Zomerreeks Samenleving en Poëzie: ‘Poëzie staat niet buiten het leven en de maatschappij’. Een interview met Jozef Deleu

Voor Jozef Deleu kunnen politici ook terecht bij de poëzie, niet alleen als bron van schoonheid, maar als aangever van ideeën over leven en toekomst. “Dichters zijn aandragers van ideeën en dromen, onontbeerlijk voor de toekomst.”

Jozef Deleu (1937) is dichter, prozaïst, essayist en bloemlezer van onder meer Nieuw Groot Verzenboek.

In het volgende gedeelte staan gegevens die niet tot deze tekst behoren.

PR #36510, opened 2024-05-02
[core] checking the status of thread creation

chansen3:
It is possible for allocation of a system resource to fail. While the Thread abstraction in the core allows for a 'success' parameter, it is optional and not generally checked where used. This can lead to degenerate behavior which is hard to diagnose. In particular, the Executors assign Closures to their queues regardless of whether the thread handling to queue is actually running, leading those async requests to hang.

This change makes the 'success' parameter required and tries to make the correct decision on how to proceed in the code where those Threads are started.  For the Executor, we will attempt to carry on with the number of threads we were able to create.  In other areas, we assert, assuming that whatever function is being performed by the allocated thread is critical to the overall function of the library.

For the tests, we ignore the value of 'success' as we assume the tests will fail if thread creation failed. This is no different than the existing behavior.

### DIFF
--- a/src/core/lib/gprpp/thd.h
+++ b/src/core/lib/gprpp/thd.h
@@ -92,14 +92,14 @@ class Thread {
   /// Normal constructor to create a thread with name \a thd_name,
   /// which will execute a thread based on function \a thd_body
   /// with argument \a arg once it is started.
-  /// The optional \a success argument indicates whether the thread
+  /// The \a success argument indicates whether the thread
   /// is successfully created.
   /// The optional \a options can be used to set the thread detachable.
   Thread(const char* thd_name, void (*thd_body)(void* arg), void* arg,
-         bool* success = nullptr, const Options& options = Options());
+         bool* success, const Options& options = Options());
 
-  Thread(const char* thd_name, absl::AnyInvocable<void()> fn,
-         bool* success = nullptr, const Options& options = Options())
+  Thread(const char* thd_name, absl::AnyInvocable<void()> fn, bool* success,
+         const Options& options = Options())
       : Thread(
             thd_name,
             [](void* p) {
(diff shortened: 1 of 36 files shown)


chansen3:
Resubmitting original PR: https://github.com/grpc/grpc/pull/33286

veblush (approved):

src/core/lib/gprpp/thd.h
```diff
@@ -92,14 +92,14 @@ class Thread {
   /// Normal constructor to create a thread with name \a thd_name,
   /// which will execute a thread based on function \a thd_body
   /// with argument \a arg once it is started.
-  /// The optional \a success argument indicates whether the thread
+  /// The \a success argument indicates whether the thread
   /// is successfully created.
   /// The optional \a options can be used to set the thread detachable.
   Thread(const char* thd_name, void (*thd_body)(void* arg), void* arg,
-         bool* success = nullptr, const Options& options = Options());
+         bool* success, const Options& options = Options());
```
veblush, line 99: We still need old way of creating Thread because internal code (that you cannot access) still need this.

src/core/lib/gprpp/thd.h
```diff
@@ -92,14 +92,14 @@ class Thread {
...
 
-  Thread(const char* thd_name, absl::AnyInvocable<void()> fn,
-         bool* success = nullptr, const Options& options = Options())
+  Thread(const char* thd_name, absl::AnyInvocable<void()> fn, bool* success,
```
veblush, line 101: This too.

src/core/lib/gprpp/thd.h
chansen3: Adding a new constructor that does not require a `success` argument would undermine the point of this change. It would allow future code to use this constructor and thereby re-introduce the problem we have that pthread_create might fail and the result is a silent, slow degradation of functionality which is very difficult to diagnose.

veblush: It'd be true but we cannot accept it without having a way to not break internal codes.

PR #36511, opened 2024-05-02
Optionally crash benchmark QPS client worker if it fails to connect to the server target.

AshZhang:
By default, the QPS worker will crash if it cannot connect to the server target while operating as a client.

When explicitly set to false, the `die_on_connection_failure` flag (true by default) will keep the QPS worker process running if it fails to connect to the server target. Instead of dying, the QPS worker will finish the client threads, cancel the context to end the benchmark run and terminate the QPS JSON driver, and revert to the idle state of waiting for a `RunClient` or `RunServer` invocation.

This is useful in benchmark setups where runs are invoked continuously on long-lived QPS worker processes, reducing spurious worker deaths and the need for manual restarts due to transient connectivity failures.

CC: @apolcyn

### DIFF
--- a/test/cpp/qps/client.h
+++ b/test/cpp/qps/client.h
@@ -262,6 +262,8 @@ class Client {
     return static_cast<bool>(gpr_atm_acq_load(&thread_pool_done_));
   }
 
+  bool all_channels_connected() { return all_channels_connected_; }
+
   class Thread {
    public:
     Thread(Client* client, size_t idx)
@@ -344,6 +346,7 @@ class Client {
   bool closed_loop_;
   gpr_atm thread_pool_done_;
   double median_latency_collection_interval_seconds_;  // In seconds
+  bool all_channels_connected_;
 
   void StartThreads(size_t num_threads) {
     gpr_atm_rel_store(&thread_pool_done_, static_cast<gpr_atm>(false));
@@ -490,8 +493,10 @@ class ClientImpl : public Client {
       cq.Next(&tag, &ok);
       Channel* channel = static_cast<Channel*>(tag);
       if (!ok) {
-        grpc_core::Crash(absl::StrFormat(
-            "Channel %p failed to connect within the deadline", channel));
+        gpr_log(GPR_ERROR, "Channel %p failed to connect within the deadline",
+                channel);
+                all_channels_connected_ = false;
+        return;
       } else {
         grpc_connectivity_state last_observed = channel->GetState(true);
         if (last_observed == GRPC_CHANNEL_READY) {
@@ -503,6 +508,7 @@ class ClientImpl : public Client {
         }
       }
     }
+    all_channels_connected_ = true;
   }
 
  protected:
--- a/test/cpp/qps/qps_worker.cc
+++ b/test/cpp/qps/qps_worker.cc
@@ -185,7 +185,7 @@ class WorkerServiceImpl final : public WorkerService::Service {
     acquired_ = false;
   }
 
-  Status RunClientBody(ServerContext* /*ctx*/,
+  Status RunClientBody(ServerContext* ctx,
                        ServerReaderWriter<ClientStatus, ClientArgs>* stream) {
     ClientArgs args;
     if (!stream->Read(&args)) {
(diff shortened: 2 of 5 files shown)


test/cpp/qps/qps_worker.cc
```diff
@@ -199,6 +199,16 @@ class WorkerServiceImpl final : public WorkerService::Service {
     if (!client) {
       return Status(StatusCode::INVALID_ARGUMENT, "Couldn't create client");
     }
+    if (!client->AllChannelsConnected()) {
+      if (worker_->ShouldDieOnConnectionFailure()) {
+        grpc_core::Crash("Client failed to connect to all channels");
```
apolcyn, line 204: nit: "Client failed to connect all channels"

test/cpp/qps/qps_worker.cc
```diff
@@ -199,6 +199,16 @@ class WorkerServiceImpl final : public WorkerService::Service {
...
+      } else {
+        client->AwaitThreadsCompletion();
+        ctx->TryCancel();
```
apolcyn, line 207: I don't think `TryCancel` is necessary?

Simply terminating the RPC with the status code and message below seems ideal

test/cpp/qps/qps_worker.h
```diff
@@ -39,11 +39,13 @@ extern std::vector<grpc::testing::Server*>* g_inproc_servers;
...
  public:
   explicit QpsWorker(int driver_port, int server_port,
-                     const std::string& credential_type);
+                     const std::string& credential_type,
+                     bool die_on_connection_failure);
   ~QpsWorker();
 
   bool Done() const;
   void MarkDone();
+  bool ShouldDieOnConnectionFailure();
```
apolcyn, line 48: nit: `bool die_on_connection_failure() const` since this is a trivial getter

test/cpp/qps/qps_worker.h
```diff
@@ -52,6 +54,7 @@ class QpsWorker {
  private:
   std::unique_ptr<WorkerServiceImpl> impl_;
   std::unique_ptr<grpc::Server> server_;
+  bool die_on_connection_failure_;
```
apolcyn, line 57: nit: const

test/cpp/qps/client.h
```diff
@@ -344,6 +346,7 @@ class Client {
   bool closed_loop_;
   gpr_atm thread_pool_done_;
   double median_latency_collection_interval_seconds_;  // In seconds
+  bool all_channels_connected_ = true;
```
apolcyn, line 349: nit: seems a little odd to initialize `true`. Can we initialize `false` and set true and the end of `WaitForChannelsToConnect` ?

test/cpp/qps/client.h
```diff
@@ -262,6 +262,8 @@ class Client {
     return static_cast<bool>(gpr_atm_acq_load(&thread_pool_done_));
   }
 
+  bool AllChannelsConnected() { return all_channels_connected_; }
```
apolcyn, line 265: nit: `all_channels_connected()` since trivial getter

test/cpp/qps/qps_worker.h
```diff
@@ -39,11 +39,13 @@ extern std::vector<grpc::testing::Server*>* g_inproc_servers;
 class QpsWorker {
  public:
   explicit QpsWorker(int driver_port, int server_port,
-                     const std::string& credential_type);
+                     const std::string& credential_type,
+                     bool die_on_connection_failure);
```
apolcyn, line 43: nit: maybe set this as a default parameter to `true` so that we don't need to update other call sites

test/cpp/qps/qps_worker.cc
AshZhang: `TryCancel` ensures that the `stream` passed in from the QPS JSON driver is closed, so that the driver will terminate if the client fails to connect. If the `TryCancel` isn't there, the driver will hang forever waiting for the client to write the initial status.

test/cpp/qps/qps_worker.h
AshZhang: Done.

test/cpp/qps/qps_worker.h
AshZhang: Done.

test/cpp/qps/client.h
AshZhang: Done.

test/cpp/qps/client.h
AshZhang: Done.

test/cpp/qps/qps_worker.h
AshZhang: Done.

PR #36555, opened 2024-05-07
[EventEngine] Rely on RAII for lifeguard

eugeneo:
This makes lifeguard easier to manage and removes one case of hang in fork test.

### DIFF
--- a/src/core/lib/event_engine/thread_pool/work_stealing_thread_pool.cc
+++ b/src/core/lib/event_engine/thread_pool/work_stealing_thread_pool.cc
@@ -38,7 +38,6 @@
 #include "src/core/lib/backoff/backoff.h"
 #include "src/core/lib/event_engine/common_closures.h"
 #include "src/core/lib/event_engine/thread_local.h"
-#include "src/core/lib/event_engine/thread_pool/work_stealing_thread_pool.h"
 #include "src/core/lib/event_engine/trace.h"
 #include "src/core/lib/event_engine/work_queue/basic_work_queue.h"
 #include "src/core/lib/event_engine/work_queue/work_queue.h"
--- a/src/core/lib/event_engine/thread_pool/work_stealing_thread_pool.cc
+++ b/src/core/lib/event_engine/thread_pool/work_stealing_thread_pool.cc
@@ -229,12 +229,6 @@ WorkStealingThreadPool::WorkStealingThreadPoolImpl::WorkStealingThreadPoolImpl(
     size_t reserve_threads)
     : reserve_threads_(reserve_threads), queue_(this) {}
 
-WorkStealingThreadPool::WorkStealingThreadPoolImpl::
-    ~WorkStealingThreadPoolImpl() {
-  grpc_core::MutexLock lock(&lifeguard_ptr_mu_);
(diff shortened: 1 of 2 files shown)


src/core/lib/event_engine/thread_pool/work_stealing_thread_pool.cc
```diff
@@ -227,18 +227,25 @@ void WorkStealingThreadPool::PostforkChild() { pool_->Postfork(); }
 
 WorkStealingThreadPool::WorkStealingThreadPoolImpl::WorkStealingThreadPoolImpl(
     size_t reserve_threads)
-    : reserve_threads_(reserve_threads), queue_(this), lifeguard_(this) {}
+    : reserve_threads_(reserve_threads), queue_(this) {}
+
+WorkStealingThreadPool::WorkStealingThreadPoolImpl::
+    ~WorkStealingThreadPoolImpl() {
+  grpc_core::MutexLock lock(&lifeguard_ptr_mu_);
```
drfloob, line 234: This should be unnecessary, since the program will crash if Quiesce is not called before destruction, and Quiesce resets the lifeguard_.

src/core/lib/event_engine/thread_pool/work_stealing_thread_pool.cc
```diff
@@ -227,18 +227,25 @@ void WorkStealingThreadPool::PostforkChild() { pool_->Postfork(); }
...
   }
-  lifeguard_.Start();
+  grpc_core::MutexLock lock(&lifeguard_ptr_mu_);
+  lifeguard_ = std::make_unique<Lifeguard>(this);
 }
 
 void WorkStealingThreadPool::WorkStealingThreadPoolImpl::Run(
     EventEngine::Closure* closure) {
-  DCHECK(quiesced_.load(std::memory_order_relaxed) == false);
+  DCHECK(!IsQuiesced());
```
drfloob, line 248: Let's make this `CHECK`. It's invalid usage otherwise.

src/core/lib/event_engine/thread_pool/work_stealing_thread_pool.cc
eugeneo: Would it make sense to add assert? Just in case.

drfloob: See https://github.com/grpc/grpc/blob/641dbfd4c24be9262b1b49a798e7f8116819d820/src/core/lib/event_engine/thread_pool/work_stealing_thread_pool.cc#L186-L188

src/core/lib/event_engine/thread_pool/work_stealing_thread_pool.cc
eugeneo: Done

src/core/lib/event_engine/thread_pool/work_stealing_thread_pool.cc
eugeneo: Done

eugeneo (commented):
Thank you for the review. I addressed the comments, ptal.

drfloob (approved):

PR #36576, opened 2024-05-10
[logging] Centralize configuration for trace flags

drfloob:
All TraceFlags are now configured in `src/core/lib/debug/trace_flags.yaml`. The format is:

```
my_flag:
  default: false                   # the default value; default=false
  description: Some Description
  debug_only: false                # debug_only flags only work in debug builds; default=false
  internal: false                  # internal flags will not show up in documentation; default=false
```

To regenerate the trace flag source code, run `tools/codegen/core/gen_trace_flags.py` (requires mako). This script is also run when sanity checking.

This PR also adds two new features:

### Glob-based flag configuration

Trace flag configuration now supports `?` (single wildcard character) and `*` (one or more wildcard characters).  For example, using `GRPC_TRACE='event_engine*'` will enable all flags that match that glob. It expands to:

* event_engine
* event_engine_client_channel_resolver
* event_engine_dns
* event_engine_endpoint
* event_engine_endpoint_data
* event_engine_poller

### A cleaner trace-logging macro in abseil logging format

If your goal is only to add log statements when the `fault_injection_filter` trace flag is enabled, you can use the macro:

```
GRPC_TRACE_LOG(fault_injection, INFO) << "Filtered:" << 42;
```

When the trace flag is enabled, the the log will show something like this:
```
I0000 00:00:1715733657.430042      16 file.cc:174] Filtered:42
```

---- 

Note: just like with the gpr_log to abseil logging conversion, the pre-existing trace logging usages can be replaced with the new tracing macro across multiple PRs.


src/core/lib/debug/trace.cc
```diff
@@ -104,15 +106,76 @@ void SavedTraceFlags::Restore() {
 }
 
 namespace {
+// A basic glob matcher based on https://research.swtch.com/glob.
+bool GlobMatch(absl::string_view name, absl::string_view trace_glob) {
```
ctiller, line 110: Let's move this to gprpp by itself (there are likely other things we can use this for)

src/core/lib/debug/trace.cc
```diff
@@ -104,15 +106,76 @@ void SavedTraceFlags::Restore() {
...
+  }
+  return true;
+}
+
+bool IsGlob(absl::string_view trace_glob) {
+  return std::any_of(trace_glob.begin(), trace_glob.end(),
+                     [](const char c) { return c == '?' || c == '*'; });
+}
+
 void ParseTracers(absl::string_view tracers) {
```
ctiller, line 158: Would be *really* good to combine this loop with the same (but duplicated) parser for experiments... I could use the glob syntax there too!

src/core/lib/debug/trace_flags.yaml
```diff
@@ -0,0 +1,343 @@
...
+# limitations under the License.
+#
+# File format:
+# Each config var must have a name, a default, and a description.
+# Optionally, a `debug-only: true` flag can be added to ensure that these flags
+# are only enabled in debug builds.
+
+api:
+  default: false
+  description: null
```
ctiller, line 22: Can we populate these?

src/core/lib/debug/trace.h
```diff
@@ -111,6 +112,472 @@ class SavedTraceFlags {
   std::map<std::string, bool> values_;
 };
 
+extern TraceFlag api_trace;
+#define GRPC_API_TRACE_LOG(level) \
```
markdroth, line 116: Instead of defining a separate macro for each tracer, how about just defining it once, such that the tracer can be passed in as a parameter:

```
#define GRPC_TRACE_LOG(tracer, level) \
    LOG_IF(level, GRPC_TRACE_FLAG_ENABLED(tracer))
```

Note that we do want to use `GRPC_TRACE_FLAG_ENABLED()` here instead of directly calling `tracer.enabled()`, as per the comment on line 68.

src/core/lib/debug/trace.h
```diff
@@ -1,6 +1,4 @@
-//
-//
-// Copyright 2015 gRPC authors.
+// Copyright 2024 gRPC authors.
```
markdroth, line 1: We shouldn't change the copyright date here, since this file was pre-existing.

tools/codegen/core/templates/trace.h.mako
```diff
@@ -0,0 +1,135 @@
...
+#include "absl/strings/string_view.h"
+
+#include <grpc/support/port_platform.h>
+
+void grpc_tracer_init();
+void grpc_tracer_shutdown(void);
+
+namespace grpc_core {
+
+class TraceFlag;
```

Als stichter en gewezen hoofdredacteur van het cultureel tijdschrift Ons Erfdeel (nu de lage landen) is hij het cultureel geweten van Vlaanderen. In 2020 kreeg hij de Arkprijs van het Vrije Woord en als de enige redacteur van het Het Liegend Konijn, tijdschrift voor hedendaagse Nederlandstalige poëzie, houdt hij de pols aan de poëzie en de sameleving. Als startschot van de Zomerreeks Samenleving & Poëzie, een initiatief van Samenleving & Politiek in samenwerking met het Poëziecentrum, geeft hij ons zijn diagnose over poëzie in onze samenleving. Interview door Victor Debeerst - Samenleving & Politiek.

Een politiek maandblad dat een poëziereeks doet, het is niet meteen voor de hand liggend. Wat denkt u daarvan?

“Politiek die vernieuwend wil zijn, mag beschouwing en diepgang niet uit de weg gaan. Een reeks over poëzie kan vluchtigheid en oppervlakkigheid afremmen. Politiek zonder aandacht voor cultuur heeft geen toekomst.”

Welke plaats neemt poëzie in onze samenleving in? 

“De samenleving wordt gedreven door haast en succes. Er valt geen tijd te verliezen aan woorden die niet meteen bruikbaar en wervend zijn. Bezinning en wijsheid worden in die sfeer als hinderlijk beschouwd. De poëzie heeft nauwelijks een plek in de samenleving van nu en dat vind ik zeer betreurenswaardig.”

Was die krimpende plek voor poëzie ook merkbaar tijdens de pandemie?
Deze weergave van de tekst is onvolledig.